The science in the four segments is substantial, but, as with Bell and Hux, the high-concept storytelling technique gets in the way. The producers choose to tell the stories without narration, so they edit interviews to maintain the narrative. The technique can be compelling, but it’s a slower way to tell stories and it’s exactly wrong for the target audience of busy multitaskers. Following it requires intense concentration. The pieces plod along. The psychedelic graphics in the background, which could have come from a Pink Floyd video, don’t help.

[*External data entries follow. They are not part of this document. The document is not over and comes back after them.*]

PR #1162, opened 2020-08-25
Ui tester api updates3 - Implement KeySequence, KeyClick and DisplayedText for TextEditor

aaronayres35:
Implements the fifth bullet on issue #1149


traitsui/testing/tester/wx/helpers.py
```diff
@@ -11,6 +11,63 @@
...
+                key_event.SetUnicodeKey(KEY)
+                widget.EmulateKeyPress(key_event)
+
+    else:
+        wx.MilliSleep(delay)
+        KEY = mapping[key]
+        key_event = wx.KeyEvent(wx.wxEVT_CHAR)
+        apply_modifiers(key_event, modifiers)
+        key_event.SetKeyCode(mapping[key])
+        widget.EmulateKeyPress(key_event)
```
aaronayres35, line 69: I attempted to add functionality for handling modifiers.  However, this code is currently not working.  It may be due to drawbacks with the EmulateKeyPress method (https://discuss.wxpython.org/t/wx-textctrl-and-emulatekeypress/28300/3), it may not...
Currently, the code allows for simulated key clicks/sequences for standard characters, and pyface key names (e.g. "Backspace").
However, trying to perform key clicks with things like "Shift-A", or "Ctrl-C" currently do not work.

traitsui/testing/tester/wx/helpers.py
```diff
@@ -29,3 +91,73 @@ def mouse_click_button(control, delay):
...
+        The wx Object to be acted on. Should be wx.TextCtrl instance. If it is
+        a wx.StaticText (i.e. from a ReadonlyEditor) nothing occurs.
+    interaction : instance of command.KeyClick
+        The interaction object holding the key input
+        to be simulated being typed
+    delay : int
+        Time delay (in ms) in which the key click will be performed.
+    """
+    if isinstance(control, wx.StaticText):
+        return
```
kitchoi, line 132: See another comment: It is questionable to support key click and key sequence for StaticText.  I think we can just remove this for now. Same for key_sequence_text_ctrl.

traitsui/testing/tester/wx/helpers.py
```diff
@@ -29,3 +91,73 @@ def mouse_click_button(control, delay):
...
+    control.ProcessEvent(click_event)
+
+
+def key_click_text_ctrl(control, interaction, delay):
+    """ Performs simulated typing of a key on the given wxObject
+    after a delay.
+
+    Parameters
+    ----------
+    control : wxObject
```
kitchoi, line 122: I think we only support `wx.TextCtrl` here, the `EmulateKeyPress` is not generally available I think. So let's be specific about it.

traitsui/testing/tester/wx/helpers.py
```diff
@@ -11,16 +11,78 @@
...
+    key_event.SetShiftDown(modifier_map["Shift"])
+
+
+def key_click(widget, key, delay=0):
+    """ Performs a key click of the given key on the given widget after
+    a delay.
+
+    Parameters
+    ----------
+    widget : wxObject
```
kitchoi, line 33: This function requires a `wx.TextCtrl` to use `EmulateKeyPress`. Let's be specific about this type requirement.

traitsui/testing/tester/exceptions.py
```diff
@@ -15,6 +15,17 @@ class TesterError(Exception):
     pass
 
 
+class SimulationError(Exception):
```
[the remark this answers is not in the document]
aaronayres35: I agree, I think we can add SimulationError when a need arises, and just have Disabled subclass TesterError for now

traitsui/testing/tester/qt4/implementation/text_editor.py
```diff
@@ -0,0 +1,77 @@
...
+    Notes
+    -----
+    Qt SimpleEditors occassionally use QtGui.QTextEdit as their control, and
+    other times use QtGui.QLineEdit
+    '''
+    if isinstance(wrapper.target.control, QtGui.QLineEdit):
+        return wrapper.target.control.displayText()
+    elif isinstance(wrapper.target.control, QtGui.QTextEdit):
+        return wrapper.target.control.toPlainText()
+
```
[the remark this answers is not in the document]
kitchoi: > Generally use of isinstance is a code smell

I need to be more specific actually: If the `isinstance` check is against an interface or an ABC, that would not be a code smell.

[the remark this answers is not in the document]
aaronayres35: I made this change and moved the function to helpers.  It now takes the argument widget which should be a Widget and should be one of 1) QtGui.QLineEdit 2) QtGui.QTextEdit or 3) QtGui.QLabel.  
Maybe I should make the current else for the QtGui.QLabel case an elif, and then have an else where I raise some form of exception? what do you think?

traitsui/testing/tester/wx/implementation/text_editor.py
```diff
@@ -0,0 +1,86 @@
...
+    other times use wx.StaticText.
+    '''
+    if isinstance(wrapper.target.control, wx.TextCtrl):
+        return wrapper.target.control.GetValue()
+    elif isinstance(wrapper.target.control, wx.StaticText):
+        return wrapper.target.control.GetLabel()
+    raise TypeError("readonly_displayed_text_handler expected a UIWrapper with"
+                    " a ReadonlyEditor as a target. ReadonlyEditor control"
+                    " should always be either wx.TextCtrl, or wx.StaticText." 
+                    " {} was found".format(wrapper.target.control))
```
aaronayres35, line 43: This raise was a bit awkward because if someone passes a wrapper that does not have a target with a control, three would already be an error.  Maybe this should be rewritten to not take a wrapper, and instead take just a wx object, more like what was done for the qt similar function.  However, unlike with qt this wouldn't really be reusable, and in this way it can be used directly as the handler which was nice.  Any suggestions on how to raise a better error or if this is okay?

traitsui/testing/tester/qt4/implementation/text_editor.py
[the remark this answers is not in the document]
kitchoi: > Maybe I should make the current else for the QtGui.QLabel case an elif, and then have an else where I raise some form of exception? what do you think?

Sounds good to me!

traitsui/testing/tester/wx/implementation/text_editor.py
kitchoi: Thank you. I think this error is okay in this context: This exception is for capturing programming error on our part. It is better to fail early than doing something unexpected silently (returning None).

traitsui/testing/tester/wx/helpers.py
```diff
@@ -11,16 +11,57 @@
...
+                    key, sorted(mapping)
+                ))
+        else:
+            wx.MilliSleep(delay)
+            key_event = wx.KeyEvent(wx.wxEVT_CHAR)
+            key_event.SetUnicodeKey(KEY)
+            widget.EmulateKeyPress(key_event)
+    else:
+        wx.MilliSleep(delay)
+        KEY = mapping[key]
```
kitchoi, line 50: This `KEY` is unused.

traitsui/tests/editors/test_text_editor.py
```diff
@@ -196,77 +165,174 @@ def test_custom_editor_init_and_dispose_no_auto_set(self):
...
+            name_field.perform(command.KeyClick("Enter"))
+            display_name = name_field.inspect(query.DisplayedText())
+            self.assertEqual(foo.name, "NEW")
+            self.assertEqual(display_name, foo.name)
 
-            key_press_return(editor)
-            process_cascade_events()
-
+    # If auto_set is false, the value can be set by killing the focus. This
+    # can be done by simply moving to another textbox.
```
kitchoi, line 201: 👍

kitchoi (approved):
LGTM. Thank you.

PR #1168, opened 2020-08-28
Check that the UI has a valid View before modifying size in _size_hint_wrapper

corranwebster:
It is possible that a `UI` instance has its `View` set to `None` during the lifetime of a widget or layout that is using the `_size_hint_wrapper` (which is itself a hack).  In some circumstances this causes a segfault at UI dispose time.  This PR puts a guard in place to prevent exceptions in this code.

No tests at the moment, because this is an implementation detail of a hack in a private implementation detail, and I'm not sure I want to be formalizing this piece of code that much, but if review thinks it's needed, I will add.

### DIFF
--- a/traitsui/qt4/ui_panel.py
+++ b/traitsui/qt4/ui_panel.py
@@ -335,10 +335,11 @@ def _size_hint_wrapper(f, ui):
 
     def sizeHint():
         size = f()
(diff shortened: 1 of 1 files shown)


kitchoi (approved):
LGTM

PR #1174, opened 2020-09-01
Clean super usage in etsdemo

rahulporuri:
This PR updates `super` usage in the `etsdemo` package but not in `traitsui` because `etsdemo` is small and new. This was done using manual search and replace.


kitchoi (approved):
LGTM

But what do I know? I’m on the far side of the age demographic PBS is targeting. I grew up watching Watch Mr. Wizard on NBC, before PBS was created. The show was in black and white, with no graphics, music or fast-paced editing. Don Herbert came, he experimented, he talked. I saw and I loved it.
Stay tuned. PBS officials will decide in March which pilot will go into production. Next fall, the real competition begins, and it’s between one of these shows and a herd of cable producers with power saws.
Bruce Gellerman, producer and substitute host of the Public Radio International environmental program Living on Earth, is a three-time recipient of the science journalism award from the American Association for the Advancement of Science. He and three colleagues from Living on Earth received this year’s AAAS award for their show about nuclear energy.